Grant: Well, it’s impressive how strongly heritable obesity is in the context of environment. But in terms of comparing across different phenotypes, it’s very heritable.

Quin: It’s incredible. And it’s just incredible seeing what we know about obesity and body fat distributions and how that affects different diseases. Why are we still so moralistic about this in general health care? I can only hope that future generations will look back at and shake their heads at how silly we were at really just forcing this. Body shaming people and making them feel bad about how much they eat and the sedentary lifestyle. Of course, these things are important.

Quin: Of course, we should do our best to exercise as much as we can and not consume too many calories. but we need to start thinking more smartly about how we modify these phenotypes like obesity and fat distribution. There are the three distributions, and in many ways as a company we focus on one, there’s fats around on the outside of a body. And many of us in research know there’s fat around your internal organs, but now we know various organs also build up fat inside of the organs and inside the cells of the organs as you age, and the liver is one of them. We just need to think about how we treat this problem.

Grant: So on a completely unrelated topic, what surprised you the most about the COVID pandemic? 

Quin: I love non-obvious things playing out, and especially when they come out in your favor. And I think the thing that has amazed me is how well biotech, investment is happening right now. And again, like a lot of complex systems, you should be very careful of coming up with overly simplistic explanations. But it seems to me with COVID that it has really highlighted to people how fragile we are as a species in terms of healthcare. We can fly to the moon. And yet, a simple virus can wipe out an economy very quickly.

Quin: It seems to have really made venture capitalists more eager to focus on companies like biotech, where you’re not expecting to turn out a massive profit in three years’ time. And that’s fantastic and power to all of us, because that is where I believe the future is in good innovation, and venture capitalists need to be taking bigger risks.

Grant: Many people who maybe weren’t in the infectious disease space weren’t seriously anticipating something like this. What things do you think are underestimated? What things do you think in the next decade or so could really come out and change things in a way that most people aren’t at all prepared for. 

Quin: Quite honestly, I think it’s worth pointing again to infectious disease. You know, it’s really incredible. If you’re interested in aging medicine and aging drivers and nutrient sensing and how these things play out as we age, you look at some of the great, popular books that have been written recently. Particularly coming out of East coast, West coast, US, and I think almost all of these books, by various academic authors, except for one or two, perhaps have all said that. Of course the future of humanity is so dependent on understanding the fundamentals of aging metabolism, et cetera, et cetera, with a one exception. That there could be a massive viral or disease pandemic that can wipe us out. And there you go. This is what we live in right now. We are a very fragile species.

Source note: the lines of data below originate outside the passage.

PR #9670, opened 2023-06-13
use annotated description as Field description

vincentsarago:
ref: https://github.com/tiangolo/fastapi/discussions/9278

## History
Since FastAPI 0.95 we cannot have multiple endpoint routes with optional `Path` parameter (because we cannot mix the Query/Path for a variable:  https://github.com/tiangolo/fastapi/commit/375513f11494bc3499050ad2a0d378fb6e37ca98#r105161665), while it seems this `breaking` change is assumed, I personally still need this feature. 

To solve this, I have to remove the usage of `Query/Path` class and use simple `Annotated` form, but this means that I loose the nice `OpenAPI` kwargs provided by FieldInfo.

## Proposed change

With this PR I'm proposing that we use the first metadata annotation as Field's description 
```python
from typing import Annotated
from fastapi import FastAPI

app = FastAPI()

@app.get("/test")
async def variable(foo: Annotated[str,  "get a description"] = "bar"):
   return {"foo": foo}
```
in ☝️ `"get a description"` will be forwarded to the OpenAPI schema as field's description 👇 

Screenshot 2023-06-13 at 6 17 58 PM

I originally designed a more complex solution over https://github.com/tiangolo/fastapi/pull/9289, but I think what I'm proposing with this PR is much more simple (thus acceptable ? 😅).

### DIFF
--- a/fastapi/dependencies/utils.py
+++ b/fastapi/dependencies/utils.py
@@ -367,6 +367,7 @@ def analyze_param(
     used_default_field_info = False
     depends = None
     type_annotation: Any = Any
+    description: Optional[str] = None
     if (
         annotation is not inspect.Signature.empty
         and get_origin(annotation) is Annotated  # type: ignore[comparison-overlap]
@@ -376,7 +377,7 @@ def analyze_param(
         fastapi_annotations = [
             arg
             for arg in annotated_args[1:]
-            if isinstance(arg, (FieldInfo, params.Depends))
+            if isinstance(arg, (FieldInfo, params.Depends, str))
         ]
         assert (
             len(fastapi_annotations) <= 1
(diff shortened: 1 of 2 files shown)


tiangolo:
📝 Docs preview for commit 60d163dce555d898c526503914a56c12508195f4 at: https://648898509e9ccd2141608062--fastapi.netlify.app

vincentsarago:
Is there anything I need to do here? 🙏

tiangolo:
This could cause conflicts with a bunch of other behaviors. I'll need to handle this later in a different way. For now, I'll close this one. ☕

tiangolo:
This could cause conflicts with a bunch of other behaviors. I'll need to handle this later in a different way. For now, I'll close this one. ☕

Grant: This is the little league version here, right? If it’s at the fatality rate of SARS or MERS or something, we’d be in a deep shit.

Quin: No, absolutely. Let’s hope we learn from this, but history dictates that humans need a few things to go. You need it to go wrong a few times before we learn. Fingers crossed, it is not the case this time round, for sure.

Grant: Great. Well, thank you so much for joining us today. I really, really appreciate it. And also, is there anything else you want to say before we go? Anything else about the company, a shameless plug, some hobby of yours, whatever. 

Quin: No shameless plugs, only to just thank my co-founder and thank my team. It’s such an honor and a privilege as a modern human being to be able to chase your passions, to be financed to chase your passions and have, even if it’s just a small chance of being able to make a real difference to human health. And I’m very lucky to have the people I have around me. So thank you. And, thank you for having me on, man.

Grant: Well, thanks for joining us. It was great.